You are to implement two algorithms for motif discovery:

The EM algorithm for motif discovery described in the Bailey and Elkan paper (and discussed in class). Your code needs to handle only the "one occurrence per sequence" (OOPS) model, and you can assume that it will be run only on DNA sequences. Additionally, you do not need to worry about finding multiple motifs in a given training set.
The Gibbs sampling algorithm described in the Lawrence et al. paper (and discussed in class). You can assume that your code will be run only on DNA sequences.

You are to run experiments in which you compare these two algorithms on a data set of sequences that contain donor splice sites (exon->intron boundaries). The file of training sequences is here and the file of test sequences is here. You should use the training sequences to discover a motif and then scan each of the test sequences to find the most likely position of the motif in each.

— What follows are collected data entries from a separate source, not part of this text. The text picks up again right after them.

PR #406, opened 2017-02-10
Fixes for testing against non-local rabbit; and always using clean vhost

mattbennett:
It turns out that we had quite a few tests that assume RabbitMQ is running on localhost and port 5672. This PR fixes those tests (although it doesn't update the Travis config to prove it).

It also turns out that many test assume they're running against a clean vhost and fail otherwise. Accordingly I have removed the `:random:` vhost option and always create a fresh one. Since the vhost is part of a normal URI I've replaced this pytest option into four new options that allow the other parts of the URI to be overridden: host, port, username and password.

### DIFF
--- a/docs/examples/test/test_examples.py
+++ b/docs/examples/test/test_examples.py
@@ -286,22 +286,22 @@ class TestWebsocketRpc(object):
 
 class TestConfig:
 
-    def test_config_value_not_set(self, container_factory, empty_config):
+    def test_config_value_not_set(self, container_factory, rabbit_config):
         from examples.config_dependency_provider import (
             Service, FeatureNotEnabled
         )
 
-        container = container_factory(Service, empty_config)
+        container = container_factory(Service, rabbit_config)
         container.start()
 
         with pytest.raises(FeatureNotEnabled):
             with entrypoint_hook(container, "foo") as foo:
                 foo()
 
-    def test_can_get_config_value(self, container_factory, empty_config):
+    def test_can_get_config_value(self, container_factory, rabbit_config):
         from examples.config_dependency_provider import Service
 
-        config = empty_config.copy()
+        config = rabbit_config
         config["FOO_FEATURE_ENABLED"] = True
 
         container = container_factory(Service, config)
@@ -309,4 +309,3 @@ class TestConfig:
 
         with entrypoint_hook(container, "foo") as foo:
             assert foo() == "foo"
-
--- a/docs/examples/test/test_examples.py
+++ b/docs/examples/test/test_examples.py
@@ -2,7 +2,6 @@
 """ Tests for the files and snippets in nameko/docs/examples
 """
 import os
-import pytest
 
 from mock import call, patch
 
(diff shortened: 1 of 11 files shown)


nameko/testing/pytest.py
```diff
@@ -23,14 +23,29 @@ def pytest_addoption(parser):
         help=("The logging-level for the test run."))
 
     parser.addoption(
-        "--amqp-uri", action="store", dest='AMQP_URI',
-        default='amqp://guest:guest@localhost:5672/:random:',
-        help=("The AMQP-URI to connect to rabbit with."))
+        "--rabbit-host", action="store", dest='RABBIT_HOST',
```
davidszotten: how come you're exploding this into separate settings?

nameko/testing/pytest.py
```diff
@@ -23,14 +23,29 @@ def pytest_addoption(parser):
...
+        default='guest',
+        help=("RabbitMQ username."))
+
+    parser.addoption(
+        "--rabbit-pass", action="store", dest='RABBIT_PASS',
+        default='guest',
+        help=("RabbitMQ password."))
+
+    parser.addoption(
+        "--rabbit-mgmt-uri", action="store", dest='RABBIT_MGMT_URI',
```
davidszotten: don't love abbreviations, maybe `rabbit-api-uri`?

mattbennett: 👍  much better

nameko/testing/pytest.py
mattbennett: Because it's not possible to specify an `AMQP_URI` _without_ a vhost. Even `amqp://localhost` implies the default vhost.

davidszotten: uri's are still a convenient way to specify driver (protocol), host, port and credentials in a single string. if we no longer allow the vhost to be specified i guess we can ignore it in the uri?

(even if we change the default, do we not even want to let users override the vhost?)

mattbennett: OK cool. Using a URI but ignoring the vhost sounds good to me.

Letting users specify their own really isn't helpful, because so many tests assume they're being run in a clean vhost.

docs/examples/test/test_examples.py
```diff
@@ -286,27 +286,26 @@ def test_websocket_rpc(self, container_factory, web_config, websocket):
 
 class TestConfig:
 
-    def test_config_value_not_set(self, container_factory, empty_config):
+    def test_config_value_not_set(self, container_factory, rabbit_config):
```
davidszotten: how come these are now using `rabbit_config`?

test/cli/test_run.py
```diff
@@ -46,12 +46,20 @@ def test_run(rabbit_config):
...
+        AMQP_URI: '{}'
+        serializer: 'json'
+    """.format(rabbit_config[AMQP_URI_CONFIG_KEY]))
+
     parser = setup_parser()
     args = parser.parse_args([
         'run',
         '--config',
-        TEST_CONFIG_FILE,
+        config.strpath,
```
davidszotten: i _think_ the public api is `str(config)`

test/cli/test_shell.py
```diff
@@ -45,9 +42,11 @@ def fake_alternative_interpreters():
         yield
 
 
-def test_basic(pystartup):
+def test_basic(pystartup, rabbit_config):
```
davidszotten: how come these all need to test the broker?

docs/examples/test/test_examples.py
mattbennett: The service that it starts has an `@rpc` entrypoint.

The old `empty_config` wasn't really empty -- it had an `AMQP_URI` with an empty value, which was translated into `amqp://localhost`. The test failed if you ran it without having a broker running locally.

test/cli/test_run.py
mattbennett: Hmm. The docs are ambiguous. There is an example of using it that way, but it's not explicit.

I think `.strpath` shows the intent more clearly.

test/cli/test_shell.py
mattbennett: The `n` global creates a `ReplyListener` that connects to rabbit. These tests also used to assume there was a broker running at `amqp://localhost`

davidszotten: ah yes. :(

docs/examples/test/test_examples.py
davidszotten: hm. ok. (given how relative expensive it is to spin use the rabbit dep, maybe we can make those examples not need it)

nameko/amqp.py
```diff
@@ -43,7 +43,7 @@ class TestTransport(Transport):
 
 def verify_amqp_uri(amqp_uri):
     connection = Connection(amqp_uri)
-    if connection.transport_cls != 'amqp':
+    if connection.transport_cls not in ('amqp', 'pyamqp'):
```
davidszotten: what's left?

mattbennett: What do you mean?

I guess you could call it with `librabbitmq://`, but that would break in all kinds of other ways because it doesn't work with eventlet. What was the original purpose of this check?

davidszotten: sorry, read this the wrong way around. you are _adding_ another transport which _can_ use the `TestTransport`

For your experiments, you should do the following.

Set the motif width parameter to 12.
Run your EM program three times, with different starting points for each training run. For these three runs, the p matrix should be initialized using the subsequence that starts at the 25th base in the first, second, and third sequences in the file. Use the initialization method we discussed in class with X = 0.5. Initialize the background probabilities to be uniform (i.e. 0.25 for all four).
After each training run, scan your motif through the test sequences and identify the most probable motif starting position in each. For each run, make a histogram showing the number of test sequences vs. predicted starting positions.
Run your Gibbs sampling program three times, with different starting points for each training run. Randomly select different starting points for each run.
After each training run, scan your motif through the test sequences and identify the most probable motif starting position in each. For each run, make a histogram showing the number of test sequences vs. predicted starting positions.

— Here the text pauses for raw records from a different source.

PR #409, opened 2017-02-12
Faster teardown

mattbennett:
Significantly speeds up test teardown by:

* Removing the leftover connection check (9371f2b) which is not useful when every test runs in its own vhost (it was added to prevent state lying around which may cause flakiness in later tests)
* Forcing the RabbitMQ fixture to stop _before_ stopping containers (3610e39), which breaks the consume loop early and lets us clean up sooner (see fixture docstring).

This change also allows to remove the kombu method override (2fea493) which was made to speed up teardown of the QueueConsumer. We now force this loop to exit early (during tests) so it doesn't matter whether `on_iteration` happens before or after the socket read.

As quick benchmark I ran the following test:

``` python
@pytest.mark.parametrize("iter", range(50))
def test_speedup(iter, rabbit_config, container_factory):

    class Service(object):
        name = "serv"

        @rpc
        def service(self):
            pass

    # do nothing except start and kill a container that connects to rabbit
    container = container_factory(Service, rabbit_config)
    container.start()
```

Results:
```
# master
50 passed in 87.97 seconds

# faster-teardown
50 passed in 36.62 seconds
```

### DIFF
--- a/nameko/testing/pytest.py
+++ b/nameko/testing/pytest.py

Your program should take the following as command-line arguments:

the name of a file containing the sequences to be used as a training set
the name of a file containing the sequences to be used as a test set
a specification of the algorithm to be used, "em" or "gibbs"
an integer value for the motif width parameter (W)
an integer indicating the index (starting from 0) of the training sequence to use to determine the starting point for EM (see below)

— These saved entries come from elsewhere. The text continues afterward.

PR #410, opened 2017-02-13
Pipeline vhosts

mattbennett:


davidszotten:
could you rebase this on top of master please?

nameko/testing/utils.py
```diff
@@ -140,3 +140,65 @@ def find_free_port(host='127.0.0.1'):
     port = sock.getsockname()[1]
     sock.close()
     return port
+
+
+class ResourcePipeline(object):
```
davidszotten: do we see this being re-used? (if not, maybe move to conftest?)

nameko/testing/utils.py
```diff
@@ -140,3 +140,65 @@ def find_free_port(host='127.0.0.1'):
...
+        while True:
+            obj = self.trash.get()
+            if obj is ResourcePipeline.STOP:
+                break
+            self.destroy(obj)
+
+    def get(self):
+        return self.ready.get()
+
+    def discard(self, vhost):
```
davidszotten: if we're keeping this generic, maybe vhost -> resource or similar

nameko/testing/utils.py
```diff
@@ -140,3 +140,65 @@ def find_free_port(host='127.0.0.1'):
...
+        self.trash.put(vhost)
+
+    def shutdown(self):
+        self.running = False
+        while self.ready.qsize():
+            unused = self.ready.get()
+            self.trash.put(unused)
+            eventlet.sleep()  # allow create thread to run
```
davidszotten: how come we need this? (is it not enough to wait in `wait` below?)

nameko/testing/pytest.py
```diff
@@ -94,21 +94,45 @@ def rabbit_manager(request):
...
     rabbit_amqp_uri = request.config.getoption('RABBIT_AMQP_URI')
     uri_parts = urlparse(rabbit_amqp_uri)
     username = uri_parts.username
 
-    vhost = "nameko_test_{}".format(
-        "".join(random.choice(string.ascii_lowercase) for _ in range(10))
-    )
-    rabbit_manager.create_vhost(vhost)
-    rabbit_manager.set_vhost_permissions(vhost, username, '.*', '.*', '.*')
+    vhost = vhost_pipeline.get()
```
davidszotten: thought on using a contextmanager interface for `get` and `discard` as well?

nameko/testing/utils.py
```diff
@@ -140,3 +140,65 @@ def find_free_port(host='127.0.0.1'):
...
+    """ Creates and destroys resources in background threads.
+
+    Creates up to `size` resources ahead of time so the caller avoids waiting
+    for lazy creation.
+    """
+
+    STOP = object()
+
+    def __init__(self, create, destroy, size=3):
+        if size == 0:
```
davidszotten: how did you pick the size?

nameko/testing/pytest.py
mattbennett: Ah, nice idea

nameko/testing/utils.py
mattbennett: I would like to use it in nameko-sqlalchemy to speed up creation of database schemas.

nameko/testing/utils.py
mattbennett: `size=3`? From trial and error in the vhost usage -- 3 resulted in the best speedup. It's a balance between having something available when you need it and the "waste" of destroying what's left unused at the end of the run.

nameko/testing/utils.py
mattbennett: Yep, thanks

nameko/testing/utils.py
mattbennett: It's for the case where the create loop is blocked waiting to put an item into the `ready` queue (i.e. waiting for it to be less than maxsize).

`unused = self.ready.get()` unblocks the create thread but doesn't yield, so we exit the while loop here before giving it a chance to run. Once unblocked, the create thread deposits its item into the ready queue, and if we've already exited the loop, that final item isn't destroyed.

I've expanded the inline comment to hopefully explain

nameko/testing/utils.py
davidszotten: so do you think 3 is still a reasonable default for other use-cases? (or do we e.g. want to force the user to choose?)

nameko/testing/utils.py
```diff
@@ -140,3 +140,70 @@ def find_free_port(host='127.0.0.1'):
...
+            self.trash.put(item)
+
+    def shutdown(self):
+        self.running = False
+        while self.ready.qsize():
+            unused = self.ready.get()
+            # allow create thread to run if it is blocked waiting for capacity
+            # in the ready queue. otherwise we'll exit this loop before the
+            # final item is added to the ready queue and it won't be destroyed
+            eventlet.sleep()
```
davidszotten: i'm still thinking about this but we might have a race here (e.g. if `create` is slow)

nameko/testing/utils.py
mattbennett: I prefer having a default rather than forcing the user to select something. I think 3 is fine.

nameko/testing/utils.py
mattbennett: I think you're right. I'll rework it.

Here are some details on implementing the algorithms:

You should use pseudocounts to keep any probability in the p matrix from going to 0.
We will operationalize the notion of convergence by saying that the methods have converged when no probability in the p matrix has changed by more than 0.01 (i.e. is abs(p_new[i][j] - p_last[i][j]) >= 0.01).
When possible, you should sum logarithms of probabilities instead of multiplying probabilities directly.

You should turn in the following

A listing of your program source code.
The path to your program's executable (in case we want to run it).
For each run, the resulting values in the p matrix and the histograms of predicted motif starting positions (in the test sequences).
A one or two paragraph write-up discussing the results of your experiments. What can you say about the motif discovered? How stable are the results across different starting points? Which algorithm seemed to be better at finding a significant motif?